EXERCISE GOAL -> Filter the records below down to lines containing "Linux".

── LISTED RECORDS

PR #846, opened 2020-12-22
Improve platform inference in shell initialisation.

marc0der:
This is the first of multiple PRs to enable support for the new ARM-based candidate versions. This PR is dependent on some serverside work being done first.

### DIFF
--- a/src/main/bash/sdkman-init.sh
+++ b/src/main/bash/sdkman-init.sh
@@ -30,24 +30,67 @@ if [ -z "$SDKMAN_DIR" ]; then
 fi
 
 # infer platform
-SDKMAN_PLATFORM="$(uname)"
-if [[ "$SDKMAN_PLATFORM" == 'Linux' ]]; then
-	if [[ "$(uname -m)" == 'i686' ]]; then
-		SDKMAN_PLATFORM+='32'
-	elif [[ "$(uname -m)" == 'aarch64' ]]; then
-		SDKMAN_PLATFORM+='ARM64'
-	else
-		SDKMAN_PLATFORM+='64'
-	fi
-fi
+
+function infer_platform() {
+	local kernel
+	local machine
+	
+	kernel="$(uname -s)"
+	machine="$(uname -m)"
+	
+	case $kernel in
+	Linux)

────

WRITTEN RESPONSE ->
-if [[ "$SDKMAN_PLATFORM" == 'Linux' ]]; then
+	Linux)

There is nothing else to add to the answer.